=== Section Start ===

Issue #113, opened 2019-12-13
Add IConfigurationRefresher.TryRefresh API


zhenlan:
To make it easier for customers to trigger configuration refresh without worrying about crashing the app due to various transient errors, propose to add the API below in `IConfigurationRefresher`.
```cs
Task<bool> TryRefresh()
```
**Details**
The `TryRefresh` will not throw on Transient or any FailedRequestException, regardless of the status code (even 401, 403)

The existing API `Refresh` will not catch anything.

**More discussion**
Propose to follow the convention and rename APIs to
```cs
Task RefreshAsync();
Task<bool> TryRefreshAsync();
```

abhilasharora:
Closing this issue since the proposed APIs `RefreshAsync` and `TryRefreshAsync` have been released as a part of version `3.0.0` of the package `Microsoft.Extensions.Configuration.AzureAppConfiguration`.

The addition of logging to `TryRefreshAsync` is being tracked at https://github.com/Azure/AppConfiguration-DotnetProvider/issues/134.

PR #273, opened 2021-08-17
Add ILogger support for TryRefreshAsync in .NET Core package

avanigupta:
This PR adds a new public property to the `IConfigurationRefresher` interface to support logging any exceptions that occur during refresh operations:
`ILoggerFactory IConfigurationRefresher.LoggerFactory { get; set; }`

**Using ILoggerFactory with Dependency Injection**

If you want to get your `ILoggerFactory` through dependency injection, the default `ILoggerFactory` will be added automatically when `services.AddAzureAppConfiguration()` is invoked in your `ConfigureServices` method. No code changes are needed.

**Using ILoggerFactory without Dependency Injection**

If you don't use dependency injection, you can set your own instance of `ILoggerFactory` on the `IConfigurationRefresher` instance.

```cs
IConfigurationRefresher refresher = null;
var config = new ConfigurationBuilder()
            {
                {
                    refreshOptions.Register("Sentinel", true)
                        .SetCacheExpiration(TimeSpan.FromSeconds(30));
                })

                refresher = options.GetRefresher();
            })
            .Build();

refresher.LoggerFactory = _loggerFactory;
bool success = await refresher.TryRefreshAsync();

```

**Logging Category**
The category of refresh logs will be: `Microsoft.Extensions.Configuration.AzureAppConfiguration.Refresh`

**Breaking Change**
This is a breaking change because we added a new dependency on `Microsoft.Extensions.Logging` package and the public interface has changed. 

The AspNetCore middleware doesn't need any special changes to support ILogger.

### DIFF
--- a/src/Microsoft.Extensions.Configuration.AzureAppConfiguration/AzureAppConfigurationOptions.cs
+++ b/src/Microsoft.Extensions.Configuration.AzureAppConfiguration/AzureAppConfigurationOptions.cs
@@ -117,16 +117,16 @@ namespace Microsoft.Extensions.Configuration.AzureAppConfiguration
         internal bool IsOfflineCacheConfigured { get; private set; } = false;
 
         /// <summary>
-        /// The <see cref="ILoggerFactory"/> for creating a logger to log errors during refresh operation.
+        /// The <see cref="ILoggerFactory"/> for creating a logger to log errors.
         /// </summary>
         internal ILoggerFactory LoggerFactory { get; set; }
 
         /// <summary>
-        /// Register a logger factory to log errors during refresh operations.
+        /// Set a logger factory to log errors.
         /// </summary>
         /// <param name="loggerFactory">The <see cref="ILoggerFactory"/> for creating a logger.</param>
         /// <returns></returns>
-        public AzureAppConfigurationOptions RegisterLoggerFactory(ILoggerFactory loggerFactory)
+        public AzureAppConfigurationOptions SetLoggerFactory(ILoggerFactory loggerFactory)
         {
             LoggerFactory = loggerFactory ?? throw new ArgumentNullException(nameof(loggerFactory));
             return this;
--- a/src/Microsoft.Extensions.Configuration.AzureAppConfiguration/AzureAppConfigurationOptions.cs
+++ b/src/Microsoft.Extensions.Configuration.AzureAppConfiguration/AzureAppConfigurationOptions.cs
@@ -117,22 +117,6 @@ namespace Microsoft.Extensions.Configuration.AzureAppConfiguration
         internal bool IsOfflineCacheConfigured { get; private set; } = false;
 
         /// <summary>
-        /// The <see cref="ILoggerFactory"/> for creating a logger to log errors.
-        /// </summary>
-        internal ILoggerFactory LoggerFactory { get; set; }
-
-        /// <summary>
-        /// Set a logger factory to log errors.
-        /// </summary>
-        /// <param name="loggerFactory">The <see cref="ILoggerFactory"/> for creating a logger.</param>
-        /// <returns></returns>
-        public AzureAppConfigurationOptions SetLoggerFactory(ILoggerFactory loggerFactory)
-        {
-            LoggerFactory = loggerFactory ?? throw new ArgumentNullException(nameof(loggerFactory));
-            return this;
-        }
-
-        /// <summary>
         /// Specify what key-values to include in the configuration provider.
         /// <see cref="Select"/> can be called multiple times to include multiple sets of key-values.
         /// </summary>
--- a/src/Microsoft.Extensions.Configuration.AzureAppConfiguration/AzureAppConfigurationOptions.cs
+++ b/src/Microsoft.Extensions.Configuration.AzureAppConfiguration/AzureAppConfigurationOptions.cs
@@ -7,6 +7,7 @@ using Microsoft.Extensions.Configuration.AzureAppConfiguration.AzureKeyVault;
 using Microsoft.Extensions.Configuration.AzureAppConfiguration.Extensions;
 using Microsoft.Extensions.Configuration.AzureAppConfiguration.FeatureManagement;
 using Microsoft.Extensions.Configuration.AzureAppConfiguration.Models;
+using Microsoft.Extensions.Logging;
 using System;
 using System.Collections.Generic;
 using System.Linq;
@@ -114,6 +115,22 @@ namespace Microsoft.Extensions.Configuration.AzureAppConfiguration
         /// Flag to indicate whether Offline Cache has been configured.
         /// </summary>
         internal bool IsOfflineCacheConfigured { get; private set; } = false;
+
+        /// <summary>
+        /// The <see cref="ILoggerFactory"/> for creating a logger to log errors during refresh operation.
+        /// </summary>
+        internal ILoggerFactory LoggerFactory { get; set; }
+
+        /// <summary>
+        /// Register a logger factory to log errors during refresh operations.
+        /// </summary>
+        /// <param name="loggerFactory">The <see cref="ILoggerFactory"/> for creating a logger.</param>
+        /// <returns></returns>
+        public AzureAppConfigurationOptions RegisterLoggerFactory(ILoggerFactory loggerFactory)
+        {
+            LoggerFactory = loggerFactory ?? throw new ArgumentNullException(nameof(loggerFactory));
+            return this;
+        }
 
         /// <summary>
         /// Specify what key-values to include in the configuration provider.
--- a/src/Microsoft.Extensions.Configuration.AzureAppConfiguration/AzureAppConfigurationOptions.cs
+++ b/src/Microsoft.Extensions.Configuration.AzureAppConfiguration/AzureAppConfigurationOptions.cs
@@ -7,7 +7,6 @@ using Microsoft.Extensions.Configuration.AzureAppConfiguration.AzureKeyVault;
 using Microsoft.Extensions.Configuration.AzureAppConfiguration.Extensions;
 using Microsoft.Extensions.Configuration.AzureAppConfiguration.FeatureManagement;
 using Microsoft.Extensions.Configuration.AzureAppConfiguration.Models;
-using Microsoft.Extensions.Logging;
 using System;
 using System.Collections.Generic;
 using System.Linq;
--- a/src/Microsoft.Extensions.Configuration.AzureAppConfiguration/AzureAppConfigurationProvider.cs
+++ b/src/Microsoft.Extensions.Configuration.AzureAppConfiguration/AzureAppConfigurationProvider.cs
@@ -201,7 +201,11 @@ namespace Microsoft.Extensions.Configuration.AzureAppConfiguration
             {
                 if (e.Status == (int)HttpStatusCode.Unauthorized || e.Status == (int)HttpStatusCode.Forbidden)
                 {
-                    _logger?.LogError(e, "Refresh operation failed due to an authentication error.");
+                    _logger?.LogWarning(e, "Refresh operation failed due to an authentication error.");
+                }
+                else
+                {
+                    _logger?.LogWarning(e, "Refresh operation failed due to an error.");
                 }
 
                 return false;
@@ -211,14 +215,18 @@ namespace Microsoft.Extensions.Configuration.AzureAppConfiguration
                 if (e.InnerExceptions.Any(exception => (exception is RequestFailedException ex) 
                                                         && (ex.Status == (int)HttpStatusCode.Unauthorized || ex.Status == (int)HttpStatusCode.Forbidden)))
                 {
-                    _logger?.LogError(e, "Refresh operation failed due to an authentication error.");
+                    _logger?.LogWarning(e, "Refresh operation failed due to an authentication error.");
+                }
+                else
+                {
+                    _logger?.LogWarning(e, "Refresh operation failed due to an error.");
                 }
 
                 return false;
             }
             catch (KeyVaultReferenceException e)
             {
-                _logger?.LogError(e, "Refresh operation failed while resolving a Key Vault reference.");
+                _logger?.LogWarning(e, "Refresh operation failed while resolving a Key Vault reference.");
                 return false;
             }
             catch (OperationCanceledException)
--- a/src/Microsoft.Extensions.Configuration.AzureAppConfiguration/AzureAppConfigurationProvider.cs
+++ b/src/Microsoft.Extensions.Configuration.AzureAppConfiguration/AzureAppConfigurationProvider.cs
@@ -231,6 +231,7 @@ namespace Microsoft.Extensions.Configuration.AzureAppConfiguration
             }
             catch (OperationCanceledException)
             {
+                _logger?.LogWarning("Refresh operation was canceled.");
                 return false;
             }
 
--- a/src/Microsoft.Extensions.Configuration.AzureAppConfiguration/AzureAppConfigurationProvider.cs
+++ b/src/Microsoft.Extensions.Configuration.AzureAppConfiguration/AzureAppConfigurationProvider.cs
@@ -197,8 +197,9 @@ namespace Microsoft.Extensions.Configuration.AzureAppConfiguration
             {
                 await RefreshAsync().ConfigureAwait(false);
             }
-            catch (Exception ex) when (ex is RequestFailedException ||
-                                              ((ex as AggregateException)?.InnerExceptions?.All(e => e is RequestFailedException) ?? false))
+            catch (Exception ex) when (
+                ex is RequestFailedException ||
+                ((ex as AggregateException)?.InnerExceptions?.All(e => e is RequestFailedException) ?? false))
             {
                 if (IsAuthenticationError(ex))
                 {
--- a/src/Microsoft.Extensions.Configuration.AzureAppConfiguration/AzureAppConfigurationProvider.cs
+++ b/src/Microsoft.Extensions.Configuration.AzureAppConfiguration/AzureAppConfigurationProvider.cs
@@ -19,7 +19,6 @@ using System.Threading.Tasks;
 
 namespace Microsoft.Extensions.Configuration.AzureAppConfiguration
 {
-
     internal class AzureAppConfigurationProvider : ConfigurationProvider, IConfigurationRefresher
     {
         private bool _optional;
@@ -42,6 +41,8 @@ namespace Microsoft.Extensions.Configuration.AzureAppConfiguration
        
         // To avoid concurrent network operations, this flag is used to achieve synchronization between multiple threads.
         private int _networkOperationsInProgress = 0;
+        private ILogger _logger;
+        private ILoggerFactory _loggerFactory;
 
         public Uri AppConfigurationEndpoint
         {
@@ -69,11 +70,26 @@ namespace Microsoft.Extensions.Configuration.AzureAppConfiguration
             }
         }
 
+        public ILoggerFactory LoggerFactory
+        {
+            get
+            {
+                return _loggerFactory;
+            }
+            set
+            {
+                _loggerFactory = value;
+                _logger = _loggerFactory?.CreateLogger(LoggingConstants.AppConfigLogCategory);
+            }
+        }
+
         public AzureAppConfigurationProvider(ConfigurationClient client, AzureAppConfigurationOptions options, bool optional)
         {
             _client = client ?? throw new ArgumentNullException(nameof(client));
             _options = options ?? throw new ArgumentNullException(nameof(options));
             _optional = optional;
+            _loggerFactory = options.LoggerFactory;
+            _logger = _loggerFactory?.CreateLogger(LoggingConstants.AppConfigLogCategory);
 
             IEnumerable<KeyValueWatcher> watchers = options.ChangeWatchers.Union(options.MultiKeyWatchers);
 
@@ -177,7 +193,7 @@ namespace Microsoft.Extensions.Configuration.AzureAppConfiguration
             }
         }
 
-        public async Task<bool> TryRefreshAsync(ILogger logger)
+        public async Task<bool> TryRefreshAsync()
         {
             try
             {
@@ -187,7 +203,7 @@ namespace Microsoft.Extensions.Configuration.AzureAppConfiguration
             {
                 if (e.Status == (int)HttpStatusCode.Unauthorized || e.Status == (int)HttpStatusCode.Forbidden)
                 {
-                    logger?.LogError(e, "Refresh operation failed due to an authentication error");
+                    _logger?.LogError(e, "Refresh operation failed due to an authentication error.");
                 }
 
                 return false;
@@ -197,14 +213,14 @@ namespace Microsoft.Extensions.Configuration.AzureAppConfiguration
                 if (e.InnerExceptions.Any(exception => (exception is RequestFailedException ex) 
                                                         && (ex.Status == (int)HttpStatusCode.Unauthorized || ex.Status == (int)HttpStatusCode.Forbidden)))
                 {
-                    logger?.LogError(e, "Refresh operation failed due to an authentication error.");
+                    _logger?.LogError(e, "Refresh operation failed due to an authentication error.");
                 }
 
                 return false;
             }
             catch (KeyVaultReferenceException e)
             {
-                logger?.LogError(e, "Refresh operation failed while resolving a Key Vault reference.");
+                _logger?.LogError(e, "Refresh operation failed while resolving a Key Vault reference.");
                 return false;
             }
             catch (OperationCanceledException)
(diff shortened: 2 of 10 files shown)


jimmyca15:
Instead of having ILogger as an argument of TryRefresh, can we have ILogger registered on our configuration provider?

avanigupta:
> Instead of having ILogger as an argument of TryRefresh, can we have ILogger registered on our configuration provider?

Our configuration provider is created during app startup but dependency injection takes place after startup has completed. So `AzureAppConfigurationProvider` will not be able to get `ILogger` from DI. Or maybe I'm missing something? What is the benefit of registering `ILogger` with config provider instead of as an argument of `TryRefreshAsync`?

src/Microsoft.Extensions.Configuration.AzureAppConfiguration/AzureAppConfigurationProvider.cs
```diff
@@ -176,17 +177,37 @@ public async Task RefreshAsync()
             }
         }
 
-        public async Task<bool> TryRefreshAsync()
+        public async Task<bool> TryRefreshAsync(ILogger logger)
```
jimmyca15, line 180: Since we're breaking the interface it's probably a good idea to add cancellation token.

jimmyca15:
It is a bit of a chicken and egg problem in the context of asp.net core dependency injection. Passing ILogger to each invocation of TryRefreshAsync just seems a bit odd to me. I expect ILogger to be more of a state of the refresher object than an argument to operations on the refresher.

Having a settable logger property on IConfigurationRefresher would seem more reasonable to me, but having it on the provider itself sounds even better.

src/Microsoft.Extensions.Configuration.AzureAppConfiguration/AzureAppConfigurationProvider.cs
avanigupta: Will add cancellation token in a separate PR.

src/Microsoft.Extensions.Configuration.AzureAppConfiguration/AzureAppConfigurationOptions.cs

=== Section End ===

▶ Task prompt
Everything from the line with "if (IsAuthenticationError(ex))" through the line with "between multiple threads." in the listing above must be retyped exactly, with nothing added.

▶ Task response
                 if (IsAuthenticationError(ex))
                 {
--- a/src/Microsoft.Extensions.Configuration.AzureAppConfiguration/AzureAppConfigurationProvider.cs
+++ b/src/Microsoft.Extensions.Configuration.AzureAppConfiguration/AzureAppConfigurationProvider.cs
@@ -19,7 +19,6 @@ using System.Threading.Tasks;
 
 namespace Microsoft.Extensions.Configuration.AzureAppConfiguration
 {
-
     internal class AzureAppConfigurationProvider : ConfigurationProvider, IConfigurationRefresher
     {
         private bool _optional;
@@ -42,6 +41,8 @@ namespace Microsoft.Extensions.Configuration.AzureAppConfiguration
        
         // To avoid concurrent network operations, this flag is used to achieve synchronization between multiple threads.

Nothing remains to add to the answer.